The biblical creation narrative is composed of a myriad of different insights, scattered liberally throughout the Old and New Testaments, and the overall discussion between science and faith is pretty much set by the degree to which we allow that range of insights to impact upon our thinking.

A picture emerges of God as creator, the source and ground of all that exists. Everything that exists apart from God only exists because God brought it into existence. So God is the ground of all existence, and in this view “existence” refers to anything that exists, be they material or immaterial—the laws of nature, quantum vacuums, Higgs bosons, trees, rabbits, mathematical principles, and the elements of the periodic table. If it exists and is not God, then it must by definition be part of the created order within this theistic matrix …

Since our great creator God is not encompassed or constrained in any way by the present created order, we as human creatures are in no position to guess how God might wish to create or to tell him how he ought to…Historians of science have often pointed to this sense of the transcendence of God and the consequent radical contingency of the created order as one of the great motivations for empiricism, for the experimental method. For no one could simply guess how the created order might work starting from commonsense or simple human logic.
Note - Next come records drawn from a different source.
PR #2750, opened 2022-11-03
[proxy] Propagate more console API errors to the user

funbringer:


proxy/src/auth/backend/console.rs
```diff
@@ -37,61 +55,89 @@ pub enum GetAuthInfoError {
...
+/// This is essentially a [`Result`] but with a different
+/// [`Deserialize`] impl that makes more sense in our case.
+#[derive(Deserialize, Debug)]
+// Note that order of variants in untagged enums is important.
+#[serde(untagged)]
+enum ConsoleResponse<T> {
+    /// Nested payload.
+    Ok(T),
+    /// Console API error as text.
+    Err { error: Box<str> },
```
funbringer, line 119: @ololobus I suppose it's fine to show this text to user, but I'd like to hear a confirmation.

LizardWizzard (approved):
Looks good to me

proxy/src/auth/backend/console.rs
funbringer: @tychoish wdyt?

ololobus: > I suppose it's fine to show this text to user, but I'd like to hear a confirmation.

I **thought** so too, but I've just had a look on the management API server code. In the public v2 we have a middleware that only renders messages for the known semantic error, but I don't see something similar in the management API (I was looking on `ChiErrorHandler`). Thus, I assume it can throw away any internal error text (it also responds with `StatusBadRequest`, so I don't know how to distinguish errors), cc @antonyc correct me if I'm wrong

funbringer: In that case the only thing I could show user is `Internal error`, because I can't differentiate between "user doesn't exist", "not enough monies" or "warning: very secret error message" etc.

antonyc: > it can throw away any internal error text (it also responds with StatusBadRequest, so I don't know how to distinguish errors)
You are correct. Management API can expose any error to the user. We can add support for semantic errors with almost zero effort (just copy-paste some code).

ololobus: I think we need it, so that proxy was able to distinguish what it should present to the user (likely all non-500s) and what to hide (500s)

funbringer: Discussed this with @antonyc in private. I'm going to rework some parts.

ololobus:
@nikitakalyanov pointed one possible problem with propagating too detailed errors from the management API to the user: https://github.com/neondatabase/cloud/pull/3142#discussion_r1038278144

For example (if we propagate these errors):
- console returns 404 "role not found", which means endpoint exists, but no such role
- console returns secret, but it doesn't match with user-provided password, we already return "password doesn't match" from the proxy

That way, one can probe both endpoint id, then roles inside it, then finally password. Probably that's fine, since endpoint ids are not really easy to guess and default role names are unique.

Another way would be to just show generic error like "password authentication failed" unless password authentication passed in proxy. Yet, that's not really user-friendly

funbringer:
Those are very valid concerns. I've already implemented a proper fix in this PR, though.

https://github.com/neondatabase/neon/pull/2750/files#diff-aff3f6820f3e51b92663b3492db14f8bf5cc1c0ba0ed85b830020d1a90349e25R289-R295

test_runner/regress/test_proxy.py
```diff
@@ -28,61 +28,58 @@ def test_password_hack(static_proxy: NeonProxy):
...
-
-    log.info("sending session activation message")
-    psql = await PSQL(host=link_proxy.host, port=link_proxy.mgmt_port).run(db_info)
-    out = (await psql.stdout.read()).decode("utf-8").strip()
-    assert out == "ok"
-
-
 @pytest.mark.asyncio
 async def test_psql_session_id(vanilla_pg: VanillaPostgres, link_proxy: NeonProxy):
+    def get_session_id(uri_prefix, uri_line):
```
LizardWizzard, line 33: Not sure I get the idea of moving these helper functions inside the test function. Could you elaborate?

LizardWizzard (commented):
Looks good to me, left minor comments

proxy/src/auth/backend/console.rs
```diff
@@ -5,26 +5,68 @@ use crate::{
...
+}
 
-impl UserFacingError for TransportError {}
+impl UserFacingError for ApiError {
+    fn to_string_client(&self) -> String {
+        // Ask @neondatabase/control-plane for review before adding more.
+        let harmless = [
+            HttpStatusCode::LOCKED,                // 423
+            HttpStatusCode::NOT_FOUND,             // 404
+            HttpStatusCode::INTERNAL_SERVER_ERROR, // 500
```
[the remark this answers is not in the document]
funbringer: I'm still not sure about that one, too.

test_runner/regress/test_proxy.py
funbringer: I think it's a matter of taste, and to me that looks better.

proxy/src/auth/backend/console.rs
```diff
@@ -249,6 +330,30 @@ where
...
+        info!("request succeeded, processing the body");
+        return Ok(response.json().await?);
+    }
+
+    // Don't throw an error here because it's not as important
+    // as the fact that the request itself has failed.
+    let body = response.json().await.unwrap_or_else(|e| {
+        warn!("failed to parse error body: {e}");
+        ConsoleError {
+            error: "Broken error message".into(),
```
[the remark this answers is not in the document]
funbringer: Changed. Feel free to propose more options.

proxy/src/auth/backend/console.rs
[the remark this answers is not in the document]
ololobus: > Can there be arbitrary text in 500 messages?

We shouldn't leak it, but I think we can now. Something like https://github.com/neondatabase/cloud/pull/3195 should fix that.

Generally, the flow is following:
- every generic Go error is rendered as vague 'internal error' or 'unknown internal error' (this depends on API, I think we can make it universal) with code 500 automatically by errors middleware
- also we have semantic errors, which are widely used if we have something to say to the user. They are created by methods like `semerr.WrapWithInvalidInput(err, msg)`, where `msg` is what will be rendered to the client. Each semantic error has a corresponding HTTP code
- yet, there is a small intersection of these two cases, we have also `semerr.WrapWithInternal()`, so that we can render some custom text on 500s too. Usually, this is not needed, but for some flows like OAuth we usually cannot say who is responsible for error, but we can hint that there is a probably some missconfiguration in the flow. I see misuse of this in the code, mostly in the v1, but I think it could be useful

I hope that this clarifies a bit the question about errors.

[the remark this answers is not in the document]
funbringer: Since https://github.com/neondatabase/cloud/pull/3195 is merged, I guess we're done here. @ololobus concerns?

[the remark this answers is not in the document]
ololobus: > it'd be ridiculous if there was nothing in the console (idk, defensive programming?) to prevent leaks from happening in user-facing APIs

And this actually brings my previous question back https://github.com/neondatabase/neon/pull/2750#issuecomment-1335501487. Management API that proxy uses for auth isn't something user-facing, obviously, as you get role role secrets out of it.

So I turned detailed errors in it for now as 'defensive programming' measure to do not accidentally leak internal state through proxy. But that was actually an intended behavior (there was even a test for that), since we want to see detailed errors in the management API (it's internal thing after all).

That said, in the long-term run this is a proxy responsibility to decide what to show to the user and what to don't. The same as we receive a raw error from pageserver API in the control-plane, but only save / log it internally, without showing to the user. One option to implement that could be to include both `error` and `message` in the management API response, so that proxy can show the content of `message`, but log `error`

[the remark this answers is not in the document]
ololobus: TL;DR I don't think that sending everything that we receive through some internal API to the client is a viable long term solution.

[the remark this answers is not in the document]
funbringer: > That said, in the long-term run this is a proxy responsibility to decide what to show to the user and what to don't. 

Sorry, but I can't agree with that. If we're talking about `{"error": "..."}` alone, proxy can't possibly know severity and importance of this message, because it's completely unconstrained. I'd go as far as to say that we should never implicitly assume that our APIs are private, because that's a very dangerous assumption! Consider this: why do we give an error message if it should be kept a secret? We could just log it in the console and return nothing but the status code; problem solved.

There are very specific cases when the proxy knows better, like when there's no secret, but that's enough of a burden.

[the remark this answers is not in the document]
ololobus: > Consider this: why do we give an error message if it should be kept a secret? We could just log it in the console and return nothing but the status code; problem solved.

Because when you set up new pageserver or do tenant relocation, you usually want to see the detailed error message in the internal management API response without going through logs. I don't say that leaking secrets in the logs and error responses is the right way to do, that's generally bad.

kelvich:
Discussion here feels a bit abstract. It would be easier to reason about it having some list of errors that proxy can return to the user that would be useful to the user. I can see the following types of error that we can propagate to the user:

* endpoint not found
* auth failed, both for wrong user and password we should return `password authentication failed for user "foouser"` as is https://github.com/neondatabase/neon/issues/1685
* auth is ok, but some compute limits are reached. We don't have such functionality now, but we''l have it soon.
* maintenance mode could treated as a previous "limits are reached" error or as a separate one.
* internal error whatever it would be.

Any other error message that could be useful to the user?

With that list we can use corresponding http codes: `404 Not Found`, `401 Unauthorized`, `429 Limit Exceeded`, `500 Internal error`. Maintenance mode could be either `503 Service Unavailable` or `429 Limit Exceeded`.

So if that is the full list I'd rather fix responses in proxy and log errors. Also matching postgres auth failed message is important and proxy seems to be the right place for emitting that message.

kelvich:
> Any error that happens before user's connection passes the auth process should be rendered as password authentication failed for user "foouser". The motivation is primarily based on the concerns listed in the comment [proxy] Propagate more console API errors to the user #2750 (comment), i.e. we return 404 from console for get role secret if either endpoint or such are missing, and that doesn't look like something that random person on the internet should be able to probe.

Right. I was thinking about intentionally allowing endpoint probing -- I myself stepped few times on a situation when I tried connecting to deleted projects, got some generic error, and it took some time to understand what is going on. Seems that we will gain more in usability compared to what we will potentially lose in security (if any).

However, with absent user / wrong password we'd better show generic "auth failed" error like in postgres. And user probing is a bigger leakage -- one can probe for github usernames and deduce owner or use popular framework/app-induced database names to gain some info about app.

> Once the auth is passed, then yes, there are several cases <...>

So my list was:
a1. auth failed
a2. limits reached
a3. maintenance mode
a4. internal error
a5. endpoint not found

Your list is:
b1. auth failed
b2. limits reached / payment required
b3. maintenance mode
b4. internal error
b5. endpoint locked
b6. endpoint disabled

Seems that we have first 4 common. `b5` and `b6` seems to be reasonable, +1. I'd also keep a5 for reasons mentioned in first half of the message

ololobus:
> I'd also keep a5 for reasons mentioned in first half of the message

Yeah, probably it's ok to have it. We will anyway eventually need some protection from brute forcing the connection in proxy, I guess. I.e. having dozens of connection attempts with different creds from the same ip during short period could be suspicious (hi folks behind NAT), but not sure

kelvich:
We've chatted with @funbringer and plan in last message seems reasonable. We don't have a way to distinguish between a1 and a5. Let's try to merge this with auth failed for missing endpoint, add new http code in console and then split error in two if @ololobus is okay with that.

Also @funbringer noted that we can probably avoid psql non-tls reconnect if we throw fatal instead of error.

LizardWizzard (approved):
LGTM

kelvich (approved):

Quantum mechanics, for example, is rather weird, and mental pictorial representations should not be attempted, otherwise one ends up with a headache …

Along with the transcendent otherness of God in the biblical literature comes an insistence on the simultaneous immanence of God in the created order, that moment-by- moment involvement in upholding and sustaining creation. God’s faithfulness is displayed in the nomic regularity, the law-like behavior of energy and matter, which renders the world coherent and makes the scientific enterprise possible. This is a Trinitarian immanence …

In Colossians 1, Paul writes that by the Son of God “all things were created: things in heaven and on earth, visible and invisible, whether thrones or powers or rulers or authorities; all things were created through him and for him. He is before all things, andin him all things hold together” (vv. 16–17, emphasis added). In other words, the complete created order, in all its breadth and diversity, goes on consisting by the same divine Word, the Lord Jesus, who brought everything into being in the first place …

So what do biologists do in their research? Well, clearly what they do is to describe, as best they can, both the created order that God continually undergirds and sustains and the “secondary causes” whereby God brings about his aims and purposes. And biologists do this not by invoking the actions of God, the Primary Cause, to explain those parts of the process that seem particularly difficult to understand but rather by seeing the authorship of the Creator expressed in the whole biological process from beginning to end.

So when my atheistic biologist colleagues pose the question, “Well, what difference does it make to your biology whether God exists or not?” three points immediately come to mind. The first is that if there were no God, nothing would exist, so we certainly wouldn’t be doing science. Second, without God, nomic regularity would be unexpected and certainly not guaranteed. The faithfulness of God in guaranteeing the reproducibility of the properties of matter is critical for the success of science. And third, the fact of common grace and the fact that all human beings are made in the image of God, irrespective of our belief in God, entails that we as a scientific community can share the same scientific methods and approaches to understanding the biological world. In creating all humankind in his image, God has delegated authority to the whole of humankind to subdue and care for the earth, and science represents one way of fulfilling that responsibility.